======== Extracted information ========

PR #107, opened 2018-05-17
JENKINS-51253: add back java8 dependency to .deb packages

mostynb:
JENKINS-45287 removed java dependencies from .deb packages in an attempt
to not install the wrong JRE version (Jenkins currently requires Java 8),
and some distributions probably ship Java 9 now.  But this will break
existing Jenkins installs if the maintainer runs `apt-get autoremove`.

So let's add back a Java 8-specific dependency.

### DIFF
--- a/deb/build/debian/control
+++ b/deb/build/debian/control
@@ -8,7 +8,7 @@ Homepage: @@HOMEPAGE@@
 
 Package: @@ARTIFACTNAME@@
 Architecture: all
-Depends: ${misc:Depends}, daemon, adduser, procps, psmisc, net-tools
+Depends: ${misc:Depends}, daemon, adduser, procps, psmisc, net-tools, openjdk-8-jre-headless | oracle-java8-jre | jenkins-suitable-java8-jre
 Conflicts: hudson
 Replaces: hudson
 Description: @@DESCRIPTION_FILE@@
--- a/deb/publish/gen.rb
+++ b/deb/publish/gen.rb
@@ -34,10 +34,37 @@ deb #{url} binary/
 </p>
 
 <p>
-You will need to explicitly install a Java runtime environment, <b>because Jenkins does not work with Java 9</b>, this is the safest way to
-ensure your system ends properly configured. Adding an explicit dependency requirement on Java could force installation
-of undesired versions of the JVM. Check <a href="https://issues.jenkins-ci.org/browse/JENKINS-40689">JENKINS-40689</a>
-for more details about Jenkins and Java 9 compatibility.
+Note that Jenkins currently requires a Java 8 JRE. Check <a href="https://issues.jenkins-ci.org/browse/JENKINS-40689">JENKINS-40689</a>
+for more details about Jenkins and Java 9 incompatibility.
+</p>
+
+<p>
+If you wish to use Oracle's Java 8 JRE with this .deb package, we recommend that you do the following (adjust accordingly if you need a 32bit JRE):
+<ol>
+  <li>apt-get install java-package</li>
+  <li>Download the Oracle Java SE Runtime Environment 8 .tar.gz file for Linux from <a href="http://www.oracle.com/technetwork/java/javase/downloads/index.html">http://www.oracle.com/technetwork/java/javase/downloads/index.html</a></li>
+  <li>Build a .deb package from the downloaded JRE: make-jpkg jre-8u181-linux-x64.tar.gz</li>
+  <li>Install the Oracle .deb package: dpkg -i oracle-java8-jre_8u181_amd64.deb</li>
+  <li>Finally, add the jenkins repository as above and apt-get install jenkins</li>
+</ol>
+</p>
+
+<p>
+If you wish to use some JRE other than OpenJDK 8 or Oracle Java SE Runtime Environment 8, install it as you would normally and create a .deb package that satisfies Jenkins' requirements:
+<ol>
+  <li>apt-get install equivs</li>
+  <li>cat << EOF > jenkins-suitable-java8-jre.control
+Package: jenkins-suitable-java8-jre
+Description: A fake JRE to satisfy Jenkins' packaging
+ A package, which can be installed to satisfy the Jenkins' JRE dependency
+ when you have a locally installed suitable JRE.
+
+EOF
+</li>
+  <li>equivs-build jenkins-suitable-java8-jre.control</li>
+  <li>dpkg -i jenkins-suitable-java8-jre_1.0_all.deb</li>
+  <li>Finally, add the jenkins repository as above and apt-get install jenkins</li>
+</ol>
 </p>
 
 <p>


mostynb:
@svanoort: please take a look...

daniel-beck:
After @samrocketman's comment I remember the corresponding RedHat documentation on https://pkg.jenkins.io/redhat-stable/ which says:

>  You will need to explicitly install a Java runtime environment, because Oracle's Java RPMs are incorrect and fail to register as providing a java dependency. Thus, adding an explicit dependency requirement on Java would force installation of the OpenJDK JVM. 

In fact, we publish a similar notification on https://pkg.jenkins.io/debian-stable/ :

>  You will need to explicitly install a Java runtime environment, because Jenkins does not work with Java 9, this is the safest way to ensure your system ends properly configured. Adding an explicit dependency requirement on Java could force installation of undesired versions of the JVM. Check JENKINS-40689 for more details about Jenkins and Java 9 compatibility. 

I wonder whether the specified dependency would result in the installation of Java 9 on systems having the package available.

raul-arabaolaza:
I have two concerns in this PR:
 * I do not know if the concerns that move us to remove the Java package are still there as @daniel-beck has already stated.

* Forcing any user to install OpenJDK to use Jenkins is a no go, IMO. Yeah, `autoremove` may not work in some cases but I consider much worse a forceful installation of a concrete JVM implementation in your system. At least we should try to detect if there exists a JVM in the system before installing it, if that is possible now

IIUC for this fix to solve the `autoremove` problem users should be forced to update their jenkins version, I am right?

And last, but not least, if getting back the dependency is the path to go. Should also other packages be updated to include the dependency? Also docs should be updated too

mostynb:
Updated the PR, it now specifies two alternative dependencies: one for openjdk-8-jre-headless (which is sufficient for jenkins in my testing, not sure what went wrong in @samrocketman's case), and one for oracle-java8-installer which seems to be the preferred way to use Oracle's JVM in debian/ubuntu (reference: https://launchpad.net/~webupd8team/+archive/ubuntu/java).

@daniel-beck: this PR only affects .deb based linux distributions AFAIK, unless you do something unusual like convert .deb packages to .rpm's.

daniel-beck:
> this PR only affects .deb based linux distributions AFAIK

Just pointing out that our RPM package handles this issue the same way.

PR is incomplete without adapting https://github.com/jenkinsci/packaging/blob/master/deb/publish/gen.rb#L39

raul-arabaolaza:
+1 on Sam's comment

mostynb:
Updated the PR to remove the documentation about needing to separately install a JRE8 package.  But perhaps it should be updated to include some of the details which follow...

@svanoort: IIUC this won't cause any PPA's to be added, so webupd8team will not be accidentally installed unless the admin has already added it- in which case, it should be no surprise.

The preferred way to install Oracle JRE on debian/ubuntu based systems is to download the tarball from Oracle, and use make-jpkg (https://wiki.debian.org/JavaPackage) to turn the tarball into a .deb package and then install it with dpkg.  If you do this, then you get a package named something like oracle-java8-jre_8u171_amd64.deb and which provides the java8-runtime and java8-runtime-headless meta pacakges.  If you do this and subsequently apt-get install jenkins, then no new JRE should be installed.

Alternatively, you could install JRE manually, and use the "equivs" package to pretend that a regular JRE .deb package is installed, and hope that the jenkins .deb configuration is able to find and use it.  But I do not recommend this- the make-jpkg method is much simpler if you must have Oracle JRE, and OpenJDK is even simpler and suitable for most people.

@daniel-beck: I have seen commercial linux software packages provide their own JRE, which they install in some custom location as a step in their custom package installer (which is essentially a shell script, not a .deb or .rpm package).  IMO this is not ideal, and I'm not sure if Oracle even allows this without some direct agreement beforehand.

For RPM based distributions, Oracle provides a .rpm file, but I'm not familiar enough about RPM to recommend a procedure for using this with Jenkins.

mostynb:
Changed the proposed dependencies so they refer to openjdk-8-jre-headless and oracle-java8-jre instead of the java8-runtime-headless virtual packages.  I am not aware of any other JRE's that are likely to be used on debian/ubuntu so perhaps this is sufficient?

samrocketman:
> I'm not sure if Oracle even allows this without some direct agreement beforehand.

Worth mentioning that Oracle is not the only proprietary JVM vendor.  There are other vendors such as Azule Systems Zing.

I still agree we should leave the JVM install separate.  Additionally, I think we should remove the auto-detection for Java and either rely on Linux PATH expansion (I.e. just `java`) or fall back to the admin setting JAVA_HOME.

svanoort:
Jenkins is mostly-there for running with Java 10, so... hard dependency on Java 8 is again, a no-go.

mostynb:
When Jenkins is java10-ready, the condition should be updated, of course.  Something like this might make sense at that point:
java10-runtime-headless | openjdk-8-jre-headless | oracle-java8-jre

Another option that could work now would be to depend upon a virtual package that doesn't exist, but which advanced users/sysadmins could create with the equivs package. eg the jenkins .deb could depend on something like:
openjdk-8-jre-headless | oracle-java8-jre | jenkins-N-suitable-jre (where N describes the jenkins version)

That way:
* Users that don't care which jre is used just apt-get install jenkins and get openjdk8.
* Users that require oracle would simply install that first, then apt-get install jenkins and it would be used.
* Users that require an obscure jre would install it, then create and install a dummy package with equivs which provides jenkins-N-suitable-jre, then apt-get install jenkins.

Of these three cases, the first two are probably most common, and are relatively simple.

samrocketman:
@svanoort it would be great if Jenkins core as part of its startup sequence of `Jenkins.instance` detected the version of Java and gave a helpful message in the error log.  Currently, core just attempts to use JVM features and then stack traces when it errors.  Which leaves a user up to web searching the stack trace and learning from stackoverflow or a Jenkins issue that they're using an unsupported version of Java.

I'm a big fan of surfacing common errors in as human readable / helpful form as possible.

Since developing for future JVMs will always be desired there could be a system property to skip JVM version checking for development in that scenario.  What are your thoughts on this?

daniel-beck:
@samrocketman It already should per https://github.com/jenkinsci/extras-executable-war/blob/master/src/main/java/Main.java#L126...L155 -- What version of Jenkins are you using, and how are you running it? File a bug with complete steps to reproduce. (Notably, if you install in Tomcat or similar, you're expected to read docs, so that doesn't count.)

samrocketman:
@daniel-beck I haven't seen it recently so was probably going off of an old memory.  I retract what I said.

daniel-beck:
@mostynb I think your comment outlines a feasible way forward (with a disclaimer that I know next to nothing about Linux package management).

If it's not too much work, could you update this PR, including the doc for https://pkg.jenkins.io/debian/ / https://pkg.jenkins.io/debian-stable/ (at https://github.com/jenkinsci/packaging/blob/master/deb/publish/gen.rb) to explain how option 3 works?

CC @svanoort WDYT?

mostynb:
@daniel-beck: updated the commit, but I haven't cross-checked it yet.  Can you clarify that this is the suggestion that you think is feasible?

========
======== Extracted information ========

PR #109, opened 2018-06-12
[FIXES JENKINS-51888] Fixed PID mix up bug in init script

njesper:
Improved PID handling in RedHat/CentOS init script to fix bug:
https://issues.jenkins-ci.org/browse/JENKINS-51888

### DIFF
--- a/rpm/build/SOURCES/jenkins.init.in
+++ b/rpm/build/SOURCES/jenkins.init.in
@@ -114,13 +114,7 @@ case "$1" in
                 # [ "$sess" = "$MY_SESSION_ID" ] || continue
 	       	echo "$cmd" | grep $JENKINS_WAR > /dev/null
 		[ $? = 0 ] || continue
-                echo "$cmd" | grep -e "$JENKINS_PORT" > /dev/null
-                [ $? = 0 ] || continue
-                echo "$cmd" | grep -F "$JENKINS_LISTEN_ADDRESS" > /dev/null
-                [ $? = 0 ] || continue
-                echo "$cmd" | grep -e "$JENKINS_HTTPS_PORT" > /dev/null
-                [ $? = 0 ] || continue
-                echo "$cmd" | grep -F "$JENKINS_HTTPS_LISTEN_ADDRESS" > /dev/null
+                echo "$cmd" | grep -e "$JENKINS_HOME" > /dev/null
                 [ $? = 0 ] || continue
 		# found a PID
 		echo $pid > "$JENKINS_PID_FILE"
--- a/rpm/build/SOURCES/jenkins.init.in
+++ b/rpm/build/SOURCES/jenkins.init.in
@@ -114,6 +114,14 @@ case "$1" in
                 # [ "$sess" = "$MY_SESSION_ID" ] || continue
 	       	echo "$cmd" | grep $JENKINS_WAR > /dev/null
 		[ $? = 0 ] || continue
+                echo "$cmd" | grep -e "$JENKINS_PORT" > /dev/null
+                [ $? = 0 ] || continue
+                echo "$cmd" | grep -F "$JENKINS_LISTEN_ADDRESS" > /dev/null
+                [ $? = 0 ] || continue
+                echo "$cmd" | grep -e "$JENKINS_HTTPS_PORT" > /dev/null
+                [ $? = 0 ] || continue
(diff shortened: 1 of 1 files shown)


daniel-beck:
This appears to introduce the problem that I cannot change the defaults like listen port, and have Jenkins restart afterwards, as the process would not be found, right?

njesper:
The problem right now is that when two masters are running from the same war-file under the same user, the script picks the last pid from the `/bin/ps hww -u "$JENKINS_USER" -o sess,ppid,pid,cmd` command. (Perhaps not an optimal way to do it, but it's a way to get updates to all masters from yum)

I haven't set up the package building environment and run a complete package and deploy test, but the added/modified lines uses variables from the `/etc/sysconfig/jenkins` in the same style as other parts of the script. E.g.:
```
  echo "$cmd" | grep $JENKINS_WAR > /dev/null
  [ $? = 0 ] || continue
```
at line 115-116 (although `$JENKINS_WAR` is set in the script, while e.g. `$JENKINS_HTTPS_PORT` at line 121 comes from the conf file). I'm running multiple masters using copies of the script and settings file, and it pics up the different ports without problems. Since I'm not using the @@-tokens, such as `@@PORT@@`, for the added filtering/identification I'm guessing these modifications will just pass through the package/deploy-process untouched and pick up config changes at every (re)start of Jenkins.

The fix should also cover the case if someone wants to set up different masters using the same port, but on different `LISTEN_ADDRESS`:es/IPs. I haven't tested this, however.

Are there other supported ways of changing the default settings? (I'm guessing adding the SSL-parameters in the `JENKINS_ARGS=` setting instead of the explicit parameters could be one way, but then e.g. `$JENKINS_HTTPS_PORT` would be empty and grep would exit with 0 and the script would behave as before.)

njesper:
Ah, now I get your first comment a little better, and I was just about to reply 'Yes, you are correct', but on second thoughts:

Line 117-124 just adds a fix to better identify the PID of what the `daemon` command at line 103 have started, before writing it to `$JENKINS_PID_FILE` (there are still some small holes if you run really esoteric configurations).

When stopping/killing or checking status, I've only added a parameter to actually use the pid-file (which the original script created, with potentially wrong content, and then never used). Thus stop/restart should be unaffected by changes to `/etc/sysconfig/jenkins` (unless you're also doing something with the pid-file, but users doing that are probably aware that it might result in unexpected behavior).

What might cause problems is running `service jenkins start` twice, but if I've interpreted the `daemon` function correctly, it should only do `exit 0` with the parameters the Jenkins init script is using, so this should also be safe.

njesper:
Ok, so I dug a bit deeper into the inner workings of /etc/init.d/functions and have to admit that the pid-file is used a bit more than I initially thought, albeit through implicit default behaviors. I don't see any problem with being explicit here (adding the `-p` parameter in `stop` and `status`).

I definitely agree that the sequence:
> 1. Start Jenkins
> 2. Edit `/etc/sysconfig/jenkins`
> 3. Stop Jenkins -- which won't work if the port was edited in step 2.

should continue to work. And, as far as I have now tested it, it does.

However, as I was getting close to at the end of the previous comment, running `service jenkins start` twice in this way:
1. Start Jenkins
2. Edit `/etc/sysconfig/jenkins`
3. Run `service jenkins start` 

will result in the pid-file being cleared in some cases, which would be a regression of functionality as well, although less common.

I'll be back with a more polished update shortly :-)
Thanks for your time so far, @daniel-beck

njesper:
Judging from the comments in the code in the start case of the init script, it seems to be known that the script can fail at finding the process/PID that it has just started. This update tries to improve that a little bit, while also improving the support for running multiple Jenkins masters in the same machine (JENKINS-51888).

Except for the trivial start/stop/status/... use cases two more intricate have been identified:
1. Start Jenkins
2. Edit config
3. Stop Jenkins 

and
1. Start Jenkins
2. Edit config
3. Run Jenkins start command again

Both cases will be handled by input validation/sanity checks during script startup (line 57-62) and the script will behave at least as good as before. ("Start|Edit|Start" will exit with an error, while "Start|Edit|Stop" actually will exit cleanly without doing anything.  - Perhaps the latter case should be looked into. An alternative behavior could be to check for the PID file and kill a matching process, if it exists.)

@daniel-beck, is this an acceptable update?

========

# Problem details:
Copy exactly the stretch of data above from the line with "version of Java." through the line with "Linux package management).", and omit all other lines.

# Answer below:
@svanoort it would be great if Jenkins core as part of its startup sequence of `Jenkins.instance` detected the version of Java and gave a helpful message in the error log.  Currently, core just attempts to use JVM features and then stack traces when it errors.  Which leaves a user up to web searching the stack trace and learning from stackoverflow or a Jenkins issue that they're using an unsupported version of Java.

I'm a big fan of surfacing common errors in as human readable / helpful form as possible.

Since developing for future JVMs will always be desired there could be a system property to skip JVM version checking for development in that scenario.  What are your thoughts on this?

daniel-beck:
@samrocketman It already should per https://github.com/jenkinsci/extras-executable-war/blob/master/src/main/java/Main.java#L126...L155 -- What version of Jenkins are you using, and how are you running it? File a bug with complete steps to reproduce. (Notably, if you install in Tomcat or similar, you're expected to read docs, so that doesn't count.)

samrocketman:
@daniel-beck I haven't seen it recently so was probably going off of an old memory.  I retract what I said.

daniel-beck:
@mostynb I think your comment outlines a feasible way forward (with a disclaimer that I know next to nothing about Linux package management).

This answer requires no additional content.